Вдруг звонит телефон. Это Влад, и Аня кричит в трубку:
– Дела? Как у меня могут быть дела? Пошел ты на-а-а-а-А-А-А… – Она не может закончить фразы, и телефон падает на пол, скользя по кафелю куда-то в угол.
– Тужься! Не надо орать, идиотка, ты понимаешь, что ты так ребенку все кости попереломаешь?
Аня не хочет переломать ребенку кости и очень боится. Она старается, ощущая полную никчемность.
– Вижу головку… Десять! Одиннадцать! Двенадцать!

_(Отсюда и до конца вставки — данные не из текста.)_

PR #611, opened 2018-07-04
chore(Site): Reenable site publishing

HHogg:


scripts/publish_site.sh
```diff
@@ -10,8 +10,6 @@ curl ci-utils.bwcom.io/gcloud/auth | bash
 
 export COMPRESSION_PLUGIN=true
 
-yarn build:site
```
lpoulter: Did you mean to delete this?

HHogg: Yeah, in a previous PR this got moved to the scripts section of travis (so breakages in the site building would fail a build). So by the time it reaches the publish script, the site has already been built... no need to build it again.

PR #613, opened 2018-07-05
Optional mask

HHogg:
- Adds onMaskClick back into Position 
- Adds withMask property to Dropdown and AlertDropdown 
- Changes Chart dropdown to use a mask.


packages/axiom-charts/src/ChartContext/ChartContext.js
```diff
@@ -54,7 +55,8 @@ export default class ChartContext extends Component {
         <Dropdown
             onRequestClose={ onDropdownClose }
             onRequestOpen={ onDropdownOpen }
-            position="top">
+            position="top"
+            withMask>
```
lpoulter: Do we still need the mask if there is no tooltip context?

jdelight:
Works nicely and solves the BarChart issue - nice one @HHogg 

Only thought I have is one of semantics - mask implies something over the top whereas backdrop implies something behind... I'd vote for `withBackdrop` or `withMaskBehind` but its NABD :)

lpoulter:
FWIW I like mask here it is more the convention and it's covering something.

packages/axiom-charts/src/ChartContext/ChartContext.js
HHogg: There are is some styling on DotPlots and BarChart that needs to be retained when the Dropdown is open. Without the mask that styling is lost when hovering another part of the chart... maybe those interactions need to be turned off _within_ the chart instead though?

Аня просыпается и смотрит на часы. Первый час ночи. Она крутит головой, но ребенка нигде нет. Встает и медленно выходит из палаты, полусогнувшись. Идти больно и неудобно, потому что между ног нужно держать пеленку. В коридоре никого нет и до странности тихо. Аня идет вперед, ей нужно найти хоть кого-нибудь, кто сможет сказать – где ее ребенок? Она вчера рожала, она помнит, это ее дочь, ее первенец, и грудь уже начала вспухать буграми и зудеть. В коридоре пусто, и она сворачивает на лестницу, и поднимается вверх, считая ступеньки.